■ **Data shown**
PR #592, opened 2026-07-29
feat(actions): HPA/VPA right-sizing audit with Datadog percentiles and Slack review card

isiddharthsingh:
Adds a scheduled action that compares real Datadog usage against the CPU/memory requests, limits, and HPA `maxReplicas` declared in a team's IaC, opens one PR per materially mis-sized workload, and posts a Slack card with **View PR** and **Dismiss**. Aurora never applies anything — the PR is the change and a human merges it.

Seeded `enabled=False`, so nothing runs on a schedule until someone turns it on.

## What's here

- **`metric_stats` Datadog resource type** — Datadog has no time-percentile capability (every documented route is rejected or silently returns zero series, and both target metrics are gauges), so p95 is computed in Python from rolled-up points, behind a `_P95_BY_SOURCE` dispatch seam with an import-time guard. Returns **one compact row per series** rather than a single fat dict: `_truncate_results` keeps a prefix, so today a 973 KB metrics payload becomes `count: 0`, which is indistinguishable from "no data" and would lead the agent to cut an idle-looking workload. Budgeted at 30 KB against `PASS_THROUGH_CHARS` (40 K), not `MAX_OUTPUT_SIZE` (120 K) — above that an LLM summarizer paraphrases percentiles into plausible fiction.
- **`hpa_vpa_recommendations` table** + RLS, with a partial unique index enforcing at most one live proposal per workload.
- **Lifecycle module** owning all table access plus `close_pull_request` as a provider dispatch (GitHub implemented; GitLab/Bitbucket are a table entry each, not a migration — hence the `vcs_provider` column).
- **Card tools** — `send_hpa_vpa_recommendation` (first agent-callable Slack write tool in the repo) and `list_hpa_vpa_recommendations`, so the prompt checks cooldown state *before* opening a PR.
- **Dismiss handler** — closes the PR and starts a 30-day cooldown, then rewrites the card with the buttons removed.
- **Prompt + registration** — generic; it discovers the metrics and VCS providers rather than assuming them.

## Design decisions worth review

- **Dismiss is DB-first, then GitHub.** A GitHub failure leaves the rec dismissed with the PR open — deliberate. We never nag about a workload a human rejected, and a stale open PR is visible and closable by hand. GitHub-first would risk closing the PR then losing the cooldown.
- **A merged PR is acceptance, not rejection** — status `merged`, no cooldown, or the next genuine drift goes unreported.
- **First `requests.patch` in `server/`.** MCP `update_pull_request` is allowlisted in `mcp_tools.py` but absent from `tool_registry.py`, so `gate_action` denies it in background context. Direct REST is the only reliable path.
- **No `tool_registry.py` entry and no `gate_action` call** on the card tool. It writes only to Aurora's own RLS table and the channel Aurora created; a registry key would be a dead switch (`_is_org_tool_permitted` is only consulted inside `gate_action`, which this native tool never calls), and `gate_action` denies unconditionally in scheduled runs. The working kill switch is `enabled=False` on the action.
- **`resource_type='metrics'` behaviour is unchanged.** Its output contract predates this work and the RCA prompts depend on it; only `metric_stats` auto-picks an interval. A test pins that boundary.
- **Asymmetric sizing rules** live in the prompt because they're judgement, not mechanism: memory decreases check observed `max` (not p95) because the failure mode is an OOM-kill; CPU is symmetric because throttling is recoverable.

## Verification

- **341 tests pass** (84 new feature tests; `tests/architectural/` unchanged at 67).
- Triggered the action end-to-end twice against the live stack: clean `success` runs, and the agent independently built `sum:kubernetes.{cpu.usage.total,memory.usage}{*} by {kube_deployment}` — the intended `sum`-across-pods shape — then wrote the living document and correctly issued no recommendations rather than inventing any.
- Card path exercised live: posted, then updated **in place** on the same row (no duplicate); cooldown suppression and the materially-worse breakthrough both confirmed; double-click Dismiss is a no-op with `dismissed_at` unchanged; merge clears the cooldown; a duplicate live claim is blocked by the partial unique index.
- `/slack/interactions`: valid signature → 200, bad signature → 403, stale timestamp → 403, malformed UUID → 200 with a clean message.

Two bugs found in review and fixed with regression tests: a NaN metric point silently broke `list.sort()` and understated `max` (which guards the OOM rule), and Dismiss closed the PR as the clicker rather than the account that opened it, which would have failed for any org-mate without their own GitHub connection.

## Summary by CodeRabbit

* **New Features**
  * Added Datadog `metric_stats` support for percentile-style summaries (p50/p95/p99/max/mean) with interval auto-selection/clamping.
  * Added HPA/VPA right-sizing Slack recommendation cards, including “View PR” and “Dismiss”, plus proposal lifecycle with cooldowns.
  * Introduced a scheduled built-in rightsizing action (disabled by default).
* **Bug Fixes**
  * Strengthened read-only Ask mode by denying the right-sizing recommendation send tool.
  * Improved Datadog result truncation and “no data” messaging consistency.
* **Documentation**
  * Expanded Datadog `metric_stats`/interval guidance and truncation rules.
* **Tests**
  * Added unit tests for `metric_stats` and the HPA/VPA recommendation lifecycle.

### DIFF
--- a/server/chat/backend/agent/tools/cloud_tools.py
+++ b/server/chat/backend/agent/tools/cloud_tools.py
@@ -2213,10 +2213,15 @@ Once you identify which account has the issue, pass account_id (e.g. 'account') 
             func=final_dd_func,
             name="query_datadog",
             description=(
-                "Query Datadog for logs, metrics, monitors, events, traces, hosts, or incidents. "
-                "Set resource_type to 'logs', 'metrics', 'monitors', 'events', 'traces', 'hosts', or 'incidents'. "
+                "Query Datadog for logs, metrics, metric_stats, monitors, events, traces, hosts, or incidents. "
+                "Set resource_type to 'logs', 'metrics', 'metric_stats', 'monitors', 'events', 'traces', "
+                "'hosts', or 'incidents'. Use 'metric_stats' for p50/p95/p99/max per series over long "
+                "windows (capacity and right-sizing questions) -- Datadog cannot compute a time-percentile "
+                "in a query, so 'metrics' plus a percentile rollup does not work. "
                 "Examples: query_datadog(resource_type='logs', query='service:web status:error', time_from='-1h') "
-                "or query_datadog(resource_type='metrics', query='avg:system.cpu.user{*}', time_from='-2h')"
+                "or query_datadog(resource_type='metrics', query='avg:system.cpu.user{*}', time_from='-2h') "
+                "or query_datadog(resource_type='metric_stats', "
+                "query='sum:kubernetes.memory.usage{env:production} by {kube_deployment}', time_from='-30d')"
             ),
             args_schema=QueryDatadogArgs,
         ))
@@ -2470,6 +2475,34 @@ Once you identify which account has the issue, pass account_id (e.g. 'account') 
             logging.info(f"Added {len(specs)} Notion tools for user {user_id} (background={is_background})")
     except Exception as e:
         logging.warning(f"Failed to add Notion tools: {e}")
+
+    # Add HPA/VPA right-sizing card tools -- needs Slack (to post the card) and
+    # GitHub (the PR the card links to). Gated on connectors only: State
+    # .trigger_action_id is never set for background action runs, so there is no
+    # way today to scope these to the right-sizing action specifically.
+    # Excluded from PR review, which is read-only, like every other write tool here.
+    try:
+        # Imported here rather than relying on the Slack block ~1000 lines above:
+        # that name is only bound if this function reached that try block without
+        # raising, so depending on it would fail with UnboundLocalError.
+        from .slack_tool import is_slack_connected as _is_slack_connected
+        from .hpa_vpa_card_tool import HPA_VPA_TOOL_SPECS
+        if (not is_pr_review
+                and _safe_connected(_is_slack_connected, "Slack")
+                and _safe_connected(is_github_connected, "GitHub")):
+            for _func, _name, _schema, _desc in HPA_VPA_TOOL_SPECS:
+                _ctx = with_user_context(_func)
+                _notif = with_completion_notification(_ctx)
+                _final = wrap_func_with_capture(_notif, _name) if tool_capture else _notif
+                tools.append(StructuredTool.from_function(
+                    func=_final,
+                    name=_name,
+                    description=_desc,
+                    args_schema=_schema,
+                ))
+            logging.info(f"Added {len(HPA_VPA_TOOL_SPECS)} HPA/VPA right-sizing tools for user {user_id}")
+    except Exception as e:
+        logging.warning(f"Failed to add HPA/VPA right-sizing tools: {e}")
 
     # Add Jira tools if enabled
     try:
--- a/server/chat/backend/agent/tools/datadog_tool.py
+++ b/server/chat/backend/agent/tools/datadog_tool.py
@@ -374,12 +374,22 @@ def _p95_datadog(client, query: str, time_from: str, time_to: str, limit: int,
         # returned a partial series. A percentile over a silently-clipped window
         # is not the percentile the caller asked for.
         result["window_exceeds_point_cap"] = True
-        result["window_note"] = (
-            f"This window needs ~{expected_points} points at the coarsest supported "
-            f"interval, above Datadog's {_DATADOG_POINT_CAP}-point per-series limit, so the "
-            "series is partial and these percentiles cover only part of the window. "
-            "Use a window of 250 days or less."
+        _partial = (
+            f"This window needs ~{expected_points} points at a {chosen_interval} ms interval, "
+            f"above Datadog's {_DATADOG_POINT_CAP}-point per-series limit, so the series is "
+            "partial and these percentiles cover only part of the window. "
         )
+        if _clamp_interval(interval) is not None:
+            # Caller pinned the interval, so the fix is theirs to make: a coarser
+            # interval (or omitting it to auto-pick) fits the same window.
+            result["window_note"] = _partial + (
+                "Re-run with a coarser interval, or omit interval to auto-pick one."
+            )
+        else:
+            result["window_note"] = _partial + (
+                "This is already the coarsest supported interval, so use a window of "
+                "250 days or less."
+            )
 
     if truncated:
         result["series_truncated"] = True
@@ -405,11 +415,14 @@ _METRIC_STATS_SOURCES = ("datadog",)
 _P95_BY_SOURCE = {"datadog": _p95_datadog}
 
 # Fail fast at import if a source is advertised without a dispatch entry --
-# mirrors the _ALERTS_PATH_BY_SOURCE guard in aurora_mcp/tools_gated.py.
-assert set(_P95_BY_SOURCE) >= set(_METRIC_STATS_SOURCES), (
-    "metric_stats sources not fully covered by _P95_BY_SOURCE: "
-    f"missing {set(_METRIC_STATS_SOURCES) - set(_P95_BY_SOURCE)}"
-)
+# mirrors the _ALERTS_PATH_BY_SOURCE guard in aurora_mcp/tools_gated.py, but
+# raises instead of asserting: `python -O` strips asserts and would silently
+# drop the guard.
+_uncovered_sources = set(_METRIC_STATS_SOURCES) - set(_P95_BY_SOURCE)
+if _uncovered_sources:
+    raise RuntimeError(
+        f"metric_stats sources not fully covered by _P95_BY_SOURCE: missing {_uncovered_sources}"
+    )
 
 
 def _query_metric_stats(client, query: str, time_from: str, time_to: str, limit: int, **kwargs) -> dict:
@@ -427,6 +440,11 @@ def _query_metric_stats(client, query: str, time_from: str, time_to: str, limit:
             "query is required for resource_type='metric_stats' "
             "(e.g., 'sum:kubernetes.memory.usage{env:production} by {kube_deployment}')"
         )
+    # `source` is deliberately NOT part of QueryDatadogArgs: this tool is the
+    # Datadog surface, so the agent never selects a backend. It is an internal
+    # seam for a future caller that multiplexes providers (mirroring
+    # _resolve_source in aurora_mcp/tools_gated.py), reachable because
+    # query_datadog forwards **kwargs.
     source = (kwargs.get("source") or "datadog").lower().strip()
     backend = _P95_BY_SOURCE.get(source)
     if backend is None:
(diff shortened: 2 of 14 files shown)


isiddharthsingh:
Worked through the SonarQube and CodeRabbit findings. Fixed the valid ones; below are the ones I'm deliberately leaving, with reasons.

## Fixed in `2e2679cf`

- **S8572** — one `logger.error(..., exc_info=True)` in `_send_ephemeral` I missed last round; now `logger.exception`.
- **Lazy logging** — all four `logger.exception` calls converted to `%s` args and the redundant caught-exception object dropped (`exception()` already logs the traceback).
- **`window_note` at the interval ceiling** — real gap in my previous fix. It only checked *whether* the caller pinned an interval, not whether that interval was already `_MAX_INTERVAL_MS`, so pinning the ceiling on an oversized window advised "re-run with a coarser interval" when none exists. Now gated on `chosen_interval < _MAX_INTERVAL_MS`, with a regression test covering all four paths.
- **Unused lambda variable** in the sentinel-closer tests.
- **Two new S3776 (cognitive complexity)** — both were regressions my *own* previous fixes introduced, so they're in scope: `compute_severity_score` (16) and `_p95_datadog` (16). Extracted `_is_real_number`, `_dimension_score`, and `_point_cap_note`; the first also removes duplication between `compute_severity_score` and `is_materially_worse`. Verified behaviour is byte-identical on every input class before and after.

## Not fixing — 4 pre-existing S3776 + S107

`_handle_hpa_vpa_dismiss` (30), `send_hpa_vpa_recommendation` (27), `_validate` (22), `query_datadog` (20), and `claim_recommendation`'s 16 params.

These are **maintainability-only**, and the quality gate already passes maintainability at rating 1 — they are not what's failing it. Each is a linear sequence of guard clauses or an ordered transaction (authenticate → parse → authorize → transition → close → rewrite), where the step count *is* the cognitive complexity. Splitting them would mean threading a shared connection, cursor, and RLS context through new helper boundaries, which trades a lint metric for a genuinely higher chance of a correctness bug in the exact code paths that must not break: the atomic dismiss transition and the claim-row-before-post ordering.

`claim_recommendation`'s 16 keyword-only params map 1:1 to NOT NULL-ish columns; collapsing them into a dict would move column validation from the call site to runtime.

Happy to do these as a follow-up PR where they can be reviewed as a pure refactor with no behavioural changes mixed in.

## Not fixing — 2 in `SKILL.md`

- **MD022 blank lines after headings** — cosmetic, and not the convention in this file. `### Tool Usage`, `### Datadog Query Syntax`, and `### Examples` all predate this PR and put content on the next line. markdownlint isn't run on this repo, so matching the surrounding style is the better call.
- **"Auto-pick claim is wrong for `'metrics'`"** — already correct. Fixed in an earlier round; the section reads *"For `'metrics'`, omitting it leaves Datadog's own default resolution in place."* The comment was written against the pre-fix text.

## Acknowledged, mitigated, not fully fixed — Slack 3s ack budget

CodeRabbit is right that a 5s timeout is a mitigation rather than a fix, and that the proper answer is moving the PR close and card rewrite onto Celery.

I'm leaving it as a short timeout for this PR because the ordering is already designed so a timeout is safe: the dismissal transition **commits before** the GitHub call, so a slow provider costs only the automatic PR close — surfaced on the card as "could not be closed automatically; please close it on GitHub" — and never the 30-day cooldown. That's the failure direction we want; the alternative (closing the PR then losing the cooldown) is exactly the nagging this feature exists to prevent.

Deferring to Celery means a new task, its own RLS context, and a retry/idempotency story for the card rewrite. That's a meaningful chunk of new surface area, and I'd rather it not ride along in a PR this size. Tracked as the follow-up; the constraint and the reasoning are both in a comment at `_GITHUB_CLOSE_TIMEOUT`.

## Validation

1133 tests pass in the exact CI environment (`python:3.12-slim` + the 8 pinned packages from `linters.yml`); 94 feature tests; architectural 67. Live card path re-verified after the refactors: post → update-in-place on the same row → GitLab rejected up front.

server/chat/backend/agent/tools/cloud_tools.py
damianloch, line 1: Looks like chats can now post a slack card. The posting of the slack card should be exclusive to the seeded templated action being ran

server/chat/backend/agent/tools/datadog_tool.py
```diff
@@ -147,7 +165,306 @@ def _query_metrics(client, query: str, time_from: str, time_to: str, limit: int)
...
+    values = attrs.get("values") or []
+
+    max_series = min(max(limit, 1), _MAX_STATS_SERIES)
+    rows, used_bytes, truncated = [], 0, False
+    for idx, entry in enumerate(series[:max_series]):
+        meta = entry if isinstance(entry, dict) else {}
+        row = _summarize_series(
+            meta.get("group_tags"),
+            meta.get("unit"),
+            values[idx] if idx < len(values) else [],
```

■ **What you need to do**
Respond with a single number, namely how many lines of the entries contain the word "clean".

■ **Exercise answer**
2